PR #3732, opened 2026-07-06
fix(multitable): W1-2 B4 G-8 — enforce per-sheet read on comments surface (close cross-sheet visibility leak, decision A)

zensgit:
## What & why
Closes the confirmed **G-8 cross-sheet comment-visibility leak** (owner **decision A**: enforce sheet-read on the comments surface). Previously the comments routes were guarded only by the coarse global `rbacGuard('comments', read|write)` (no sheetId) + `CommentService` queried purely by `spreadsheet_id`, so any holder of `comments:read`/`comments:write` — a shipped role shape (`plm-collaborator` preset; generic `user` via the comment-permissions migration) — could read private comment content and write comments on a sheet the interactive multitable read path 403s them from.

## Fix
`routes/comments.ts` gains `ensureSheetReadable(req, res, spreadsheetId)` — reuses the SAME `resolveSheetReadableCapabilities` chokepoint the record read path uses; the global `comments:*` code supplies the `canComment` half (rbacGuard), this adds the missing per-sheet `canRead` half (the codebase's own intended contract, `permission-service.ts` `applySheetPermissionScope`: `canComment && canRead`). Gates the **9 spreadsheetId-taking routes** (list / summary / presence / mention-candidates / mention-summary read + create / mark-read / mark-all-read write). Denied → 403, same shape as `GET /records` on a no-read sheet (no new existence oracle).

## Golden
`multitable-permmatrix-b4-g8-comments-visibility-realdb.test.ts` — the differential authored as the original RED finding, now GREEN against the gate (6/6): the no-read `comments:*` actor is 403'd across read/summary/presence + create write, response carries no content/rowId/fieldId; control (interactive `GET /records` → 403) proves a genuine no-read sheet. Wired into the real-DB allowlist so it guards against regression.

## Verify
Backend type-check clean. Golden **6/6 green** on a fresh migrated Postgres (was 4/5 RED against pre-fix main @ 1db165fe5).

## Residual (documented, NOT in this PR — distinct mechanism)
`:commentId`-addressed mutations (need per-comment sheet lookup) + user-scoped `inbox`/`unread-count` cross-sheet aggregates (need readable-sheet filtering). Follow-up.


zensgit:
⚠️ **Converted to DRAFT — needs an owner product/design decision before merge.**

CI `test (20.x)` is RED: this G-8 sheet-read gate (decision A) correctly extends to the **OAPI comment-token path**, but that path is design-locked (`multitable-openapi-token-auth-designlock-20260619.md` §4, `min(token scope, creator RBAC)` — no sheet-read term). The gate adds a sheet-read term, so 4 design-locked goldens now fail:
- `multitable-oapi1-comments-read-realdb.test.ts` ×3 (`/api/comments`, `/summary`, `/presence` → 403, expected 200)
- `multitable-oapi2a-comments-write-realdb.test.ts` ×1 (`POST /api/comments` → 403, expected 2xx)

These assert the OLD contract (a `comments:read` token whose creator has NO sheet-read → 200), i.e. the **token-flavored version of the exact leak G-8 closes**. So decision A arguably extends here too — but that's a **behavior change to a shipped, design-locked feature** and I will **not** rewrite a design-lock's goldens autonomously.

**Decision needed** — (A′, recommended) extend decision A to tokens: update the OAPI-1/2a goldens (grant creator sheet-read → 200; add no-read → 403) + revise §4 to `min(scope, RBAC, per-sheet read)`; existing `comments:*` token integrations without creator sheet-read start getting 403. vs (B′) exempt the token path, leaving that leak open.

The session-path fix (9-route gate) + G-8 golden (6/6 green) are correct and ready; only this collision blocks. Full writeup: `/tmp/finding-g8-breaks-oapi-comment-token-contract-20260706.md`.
# # # # # # #
= Task statement =
When a line among the entries above contains "multitable", copy it.

= Response =
fix(multitable): W1-2 B4 G-8 — enforce per-sheet read on comments surface (close cross-sheet visibility leak, decision A)
Closes the confirmed **G-8 cross-sheet comment-visibility leak** (owner **decision A**: enforce sheet-read on the comments surface). Previously the comments routes were guarded only by the coarse global `rbacGuard('comments', read|write)` (no sheetId) + `CommentService` queried purely by `spreadsheet_id`, so any holder of `comments:read`/`comments:write` — a shipped role shape (`plm-collaborator` preset; generic `user` via the comment-permissions migration) — could read private comment content and write comments on a sheet the interactive multitable read path 403s them from.
`multitable-permmatrix-b4-g8-comments-visibility-realdb.test.ts` — the differential authored as the original RED finding, now GREEN against the gate (6/6): the no-read `comments:*` actor is 403'd across read/summary/presence + create write, response carries no content/rowId/fieldId; control (interactive `GET /records` → 403) proves a genuine no-read sheet. Wired into the real-DB allowlist so it guards against regression.
CI `test (20.x)` is RED: this G-8 sheet-read gate (decision A) correctly extends to the **OAPI comment-token path**, but that path is design-locked (`multitable-openapi-token-auth-designlock-20260619.md` §4, `min(token scope, creator RBAC)` — no sheet-read term). The gate adds a sheet-read term, so 4 design-locked goldens now fail:
- `multitable-oapi1-comments-read-realdb.test.ts` ×3 (`/api/comments`, `/summary`, `/presence` → 403, expected 200)
- `multitable-oapi2a-comments-write-realdb.test.ts` ×1 (`POST /api/comments` → 403, expected 2xx)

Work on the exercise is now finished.